State utility regulators ratcheted up their demand for answers from the head of Arizona Public Service late Friday with a list of 67 questions.
And they have some sharp queries about how the utility handled the case of a 72-year-old Sun City West woman who was found dead in her home last year after the company cut off her power.
In a formal request, all five members of the Arizona Corporation Commission said they have set aside the afternoon of Aug. 7 for Don Brandt to explain to them the policies that “contributed to the deaths of … APS ratepayers.” They also told Brandt he can bring along “appropriate APS executives and employees to assist you in your responses.”
At this point, though, company officials have said no decision has been made whether Brandt himself will testify.
But several of the commissioners already have made it clear they want to hear from him and not his underlings, specifically as it relates to company practices and procedures.
More to the point, they have left the door open to a formal subpoena if he does not show. And if he ignores that, it could lead to sanctions against the company.
The request to hear from Brandt is not a surprise. Regulators expressed similar sentiments earlier this month.
But what is of note is the level of detail they want from him about what happened not only to Stephanie Pullman but also in two other cases (the customers are not named), where the utility settled with survivors. At the very least, regulators want to know whether these settlements were paid for with dollars collected from ratepayers.

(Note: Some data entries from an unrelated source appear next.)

PR #432, opened 2019-01-31
Condense subnav

tommotaylor:
- Subnav condensed and rearranged
- Service email displayed on team page

screenshot 2019-01-31 at 13 22 07

### DIFF
--- a/app/controllers/organisations_controller.rb
+++ b/app/controllers/organisations_controller.rb
@@ -2,8 +2,6 @@ class OrganisationsController < ApplicationController
   before_action :set_organisation, only: %i[edit update]
   before_action :validate_user_is_part_of_organisation, only: %i[edit update]
 
-  def index; end
-
   def edit; end
 
   def update
--- a/app/controllers/organisations_controller.rb
+++ b/app/controllers/organisations_controller.rb
@@ -7,7 +7,7 @@ class OrganisationsController < ApplicationController
   def update
     if @organisation.update(organisation_params)
       redirect_to team_members_path
-      flash[:notice] = 'Organisation updated'
+      flash[:notice] = 'Service email updated'
     else
       render :edit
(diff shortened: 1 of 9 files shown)


georgeschena:
Should the title of the page be something like 'Team' or 'Team Settings' instead of 'Team members'?

tommotaylor:
@georgeschena The way I see it is this is the team page, and the service email is part of the team as its how the team receives their communications. Its like the "team email". As we can no longer change an organisation's name, this PR gets rid of the idea of "Organisation settings"

tommotaylor:
Having said that "Team settings" would probably look pretty good

config/routes.rb
```diff
@@ -39,7 +39,7 @@
     get 'location', on: :new
   end
 
-  resources :organisations, only: %i[show edit update]
+  resources :organisations, only: %i[edit update]
```
emileswarts: Do we need to keep the show action for the super admins?

app/controllers/organisations_controller.rb
```diff
@@ -2,14 +2,12 @@ class OrganisationsController < ApplicationController
...
 
-  def index; end
-
   def edit; end
 
   def update
     if @organisation.update(organisation_params)
-      redirect_to organisation_path(@organisation)
-      flash[:notice] = 'Organisation updated'
+      redirect_to team_members_path
```
emileswarts: I was tempted the first time I saw this to create a new controller which isn't tied to team_members or organisations.

It could just be called team and host the team_members and organisation functionality.

Not vital, happy to discuss or not do this at all.  Just thought I'd mention it.

config/routes.rb
tommotaylor: All super admin routes are nested under `namespace: :admin`

PR #436, opened 2019-02-01
Fix updating service email bug

georgeschena:


lib/gateways/organisation_register_gateway.rb
```diff
@@ -3,7 +3,7 @@
 
 module Gateways
   class OrganisationRegisterGateway
-    REGISTER_URL = "#{SITE_CONFIG['registers_url']}/records.json".freeze
+    REGISTER_URL = "#{SITE_CONFIG['registers_url']}/records.json?page-size=5000".freeze
```
kjdchapman: I'll allow it :man_judge:

PR #715, opened 2019-05-13
Remove organisation id from user table

Renny4Real:
**WHY:**
We're removing `organisation.id ` from the user table as it exists in its own table as a many to many relationship.

**IN THIS PR:**
- Create & apply migration to remove the `organisation_id` column from the `users` table.
- Refactor invitations controller as `organisation_id` is no longer to available to pass as params within the `invite_params` method.

**Any suggestions/feedback on this approach would be appreciated.**


georgeschena:
Closed as this has now been completed

PR #721, opened 2019-05-14
Allow users to create additional organisations

georgeschena:
Allow users to create additional organisations:
Screenshot 2019-05-14 at 15 18 50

A lot of the questions come down to what APS does when a customer is late on payments to educate them about assistance options and repayment plans. Regulators also want to know about the process for a customer – presumably someone elderly or vulnerable – to designate someone else for APS to contact if a bill is not paid.
But then there are specific issues with what happened to Pullman.

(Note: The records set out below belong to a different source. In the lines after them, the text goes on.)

PR #727, opened 2019-05-15
Pending team list

emileswarts:
Display pending cross-organisation invited users in the team list alongside members.

### DIFF
--- a/app/models/organisation.rb
+++ b/app/models/organisation.rb
@@ -22,12 +22,6 @@ class Organisation < ApplicationRecord
   end
 
   def team_list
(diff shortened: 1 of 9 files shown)


app/models/organisation.rb
```diff
@@ -19,4 +20,8 @@ def self.fetch_organisations_from_register
       organisations_gateway: Gateways::GovukOrganisationsRegisterGateway.new
     ).execute.sort
   end
+
+  def team_list
```
phantas: Would you mind walking me through this? This data model looks a bit windy to manage the user x organisation relation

According to the commission, the utility said it put a “door hanger” at her residence on Sept. 5, 2018, and her power was disconnected two days later.

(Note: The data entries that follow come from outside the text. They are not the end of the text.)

PR #730, opened 2019-05-17
View and search locations

georgeschena:
This PR involves adding a searchable table of all the locations using GovWifi. This allows super admins to dynamically search through the table to find a desired location, the searching works either by location name or via postcode

Screenshot 2019-05-20 at 10 29 02

Searching via postcode: 
Screenshot 2019-05-20 at 10 30 27

### DIFF
--- a/app/controllers/admin/locations_controller.rb
+++ b/app/controllers/admin/locations_controller.rb
@@ -1,0 +1,4 @@
+class Admin::LocationsController < AdminController
+  def index
+  end
+end
--- a/app/controllers/admin/locations_controller.rb
+++ b/app/controllers/admin/locations_controller.rb
@@ -1,7 +1,6 @@
 class Admin::LocationsController < AdminController
   def index
-    @locations = Location.all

“This would not have given Ms. Pullman enough time to mail in a payment even if she responded immediately to the notification,” the commissioners said in their questions. Yet the prior month, APS accepted payment from her six days after a similar notification without disconnecting power.
“Why was there a discrepancy in policy between August and September?” the commissioners want to know. “Isn’t it reasonable to assume Ms. Pullman felt she may have had additional time to respond to the most recent door hanger based on historical precedent?”
Related to that, according to the commissioners, is that their own rules require a utility to “make a personal visit to the premises” prior to disconnection.
The utility has said that was done by a third-party contractor. But that answer has not satisfied the regulators.
“Did they know on the door?” the commissioners want Brand to tell them.
“Did they initiate conversation?” the questions go on. “Does the company believe that hanging a door hanger is sufficient to satisfy this requirement?”
Then there’s the fact that she – or someone on her behalf – actually had paid $125 toward her bill, $51 short of the full amount, yet the power was disconnected just two days later.
“Is that typical?” the commissioners asked. They also want to know if there any attempt to notify Pullman that her partial payment would not forestall power disconnection.
And they want to know whether Pullman’s bill was higher or lower than it was before regulators approved allowing the utility to collect another $95 million from customers.
For the moment, there should be no additional disconnections. The commission approved an emergency rule barring utilities from cutting off customers between June 1 and Oct. 15 while they consider a more permanent change in the regulators.
On a more generic level, regulators want Brandt to discuss the company’s disconnection policies, how much time customers are given to try to pay down their bill, how the company typically responds to partial payments of delinquent bills, and how many customers made partial payments and still were disconnected.
APS has said there were more than 110,000 disconnections in 2018, though they said some of these were duplicates at the same residences.